In the few weeks since its premiere, HBO and Sam Levinson’s The Idol has become the internet’s favorite show to hate.
Viewers have noticed similarities between Lily Rose-Depp’s lead character, Jocelyn, and famous female pop stars like Britney Spears and Madonna, but recent comparisons with show star and co-creator Abel “The Weeknd” Tesfaye’s ex-girlfriend Selena Gomez have aggravated the existing controversies.
Fans speculate that Tesfaye used Gomez’s life during the 2017 period, during which the two singers were romantically involved, as inspiration for aspects of Depp’s character.
Some similarities viewers noted include the character abruptly canceling a tour and posing nude for an album cover while wearing hospital wristbands, all shown in the show’s opening scene.
Whereas Jocelyn’s struggle centers around her mom’s death, Gomez’s came from a lupus diagnosis and its mental health consequences.
To Martha Mary Santos, a TikTok creator and aspiring writer, the show’s opening struck the similarity.
“Watching as a Selena Gomez fan, it’s almost unsettling in itself,” Santos told the Daily Dot.
Jocelyn’s efforts to rebrand from a child star to a “bad girl” reminded her of Gomez’s Revival era, when the singer first spoke out about mature topics of sensuality and confidence, Santos said.
As a longtime fan who is “very protective” of the former Disney Channel star, she recognized the parallels with Gomez’s public struggles during the singers’ relationship.
“I feel like everyone should know that The Weeknd is exploiting Selena Gomez’s real-life trauma for his new controversial HBO show The Idol,” another creator said in a video.
@pattypopculture The 7 BIGGEST clues #TheIdol ♬ original sound – Patty
“I blame the whole writers’ strike on this show,” they added.
Since May 2, the Writers Guild of America—the union representing 11,500 screenwriters in TV, movies, and other forms of entertainment—has been on strike over disputes regarding pay and labor conditions.

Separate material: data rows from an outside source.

PR #2114, opened 2026-09-01
qmlui: persist 3D View "Show FPS" setting across view switches

mjcmatrix:
### What this fixes

The 3D view's **Rendering -> Show FPS** option is switched off again every time the user leaves the 3D view. Turn it on, go to Virtual Console and come back, and it is off. The other Rendering settings — Quality, Ambient light, Smoke amount — are plain members that nothing resets, so only this one is affected.

### Why it happens

`MainView3D::resetItems()` unconditionally calls `setFrameCountEnabled(false)`, and `resetItems()` runs from `enableContext(false)`, i.e. on every view switch.

On top of that, the enabled state was derived from `m_frameAction != nullptr`. The `QFrameAction` is reparented onto the scene root when it is added as a component, so it is destroyed with the 3D scene — meaning the object being used to remember the user's choice does not outlive the scene the choice applies to.

### The change

The preference is tracked in a dedicated `m_frameCountEnabled` bool, independent of the transient `QFrameAction`. `resetItems()` now only detaches the action, and `initialize3DProperties()` recreates and re-attaches it whenever the scene is rebuilt, if the option is enabled.

`SettingsView3D.qml` also gains the `checked` binding the "Show FPS" checkbox was missing, so it reflects the current state like the other controls in that panel.

Three files, all in `qmlui`. **No engine changes.**

**Related Issues:**

There are a series of 5 related PRs + 1 doc PR to improve the 3D View and fix a couple of other issues. This is the first PR.

## Checklist

  - [x] Linux
  - [ ] Windows
  - [ ] macOS

## Testing

**Test Cases:**
1. Enter the 3D View. Check "Show FPS". Switch to Virtual Console. Switch back to 3D view. Verify that the "Show FPS" setting is still on.

### Testing

Builds clean and `make check` passes, with the same single pre-existing
`RGBText_Test::load()` font failure seen before the change.

Smoke tested.

Linux (Ubuntu and Debian) / Qt 6.11 only. **Not tested on Windows or macOS.**

**Test Results:**
Pass

## Additional Notes

The setting is still runtime-only here — it is not written to the project. Persisting it, along with the rest of the Rendering group, is the follow-up PR, which builds on this one because it touches the same code.

### DIFF
--- a/qmlui/mainview3d.cpp
+++ b/qmlui/mainview3d.cpp
@@ -84,6 +84,7 @@ MainView3D::MainView3D(QQuickView *view, Doc *doc, QObject *parent)
     , m_createItemCount(0)
     , m_sceneGeneration(0)
     , m_frameAction(nullptr)
+    , m_frameCountEnabled(false)
     , m_frameCount(0)
     , m_minFrameCount(0)
     , m_maxFrameCount(0)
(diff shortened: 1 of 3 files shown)


mcallegari:
Thanks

The strike is expected to set back TV filming schedules until an agreement is reached between the union and major studios.
HBO declined to provide comment about the controversy surrounding The Idol.
Tesfaye said a lot of Jocelyn’s character was “definitely inspired” by his experiences and the experiences of other artists he has witnessed at a press conference at the Cannes Film Festival. At the same time, Levinson added that the show was “not trying to tell a story about any particular pop star.”
Depp also told Entertainment Tonight that the team “actually drew from a lot of other influences that are not pop stars.”
“I just think it is telling that when you watch this show, you’re reminded of real-life artists,” Beverly Keel, the dean of Middle Tennessee State University’s College of Media and Entertainment, told the Daily Dot.
Keel said the show was “certainly reminiscent of things I’ve heard about the industry,” noting its notoriety for taking advantage of young women and people of color. She said the hopeful young people starting work in entertainment sometimes feel like they must tolerate abusive treatment to achieve their dreams.
“It makes it ripe to have a position where these young women can be molded or abused,” Keel said.
She found the show’s depiction of the lead character’s experiences hard to watch despite reading reviews that warned of the dark and disturbing nature of the show.
“No one except the artists knows the toll it takes to get up on that show, get up on that stage, perform that show, live life in the public eye, and be subjected to all that judgment,” she said.
Controversy has surrounded the show since before it premiered. Earlier this year, a Rolling Stone report alleging various issues on the set of the show shocked audiences, even eliciting a response from Tesfaye himself.
Based on production members’ testimonies, the report claimed the show had “gone wildly, disgustingly off the rails.” The singer responded to the backlash by quote-tweeting the article with a clip from the show where his and Depp’s characters call the legacy publication irrelevant.
While the show initially set out to critique the toxic and exploitative side of the industry, some viewers have found it glamorizes celebrity life instead.
A production member for the show even told Rolling Stone that “it went from satire to the thing it was satirizing.”
Clinical psychologist and Joy from Fear author Carla Manly told the Daily Dot she worries about the show’s portrayal of the objectification and dehumanization of women.
“We’re in danger of raising yet another generation where the norm is disrespect and devaluation rather than respect and decency,” she said. “[The Idol] really reflects some of the worst aspects of humanity and celebrity and, not that we want to shy away from reality, but we don’t want to glamorize it and make it something so sexy and appealing that people actually find it really entertaining, rather than abhorrent.”
Regarding the comparisons to Gomez’s real experiences, Manly also worried that “if somebody is suffering from mental health issues, to have those issues portrayed by another person can be really damaging.”
Gomez’s team did not immediately respond to the Daily Dot’s request for comment via email.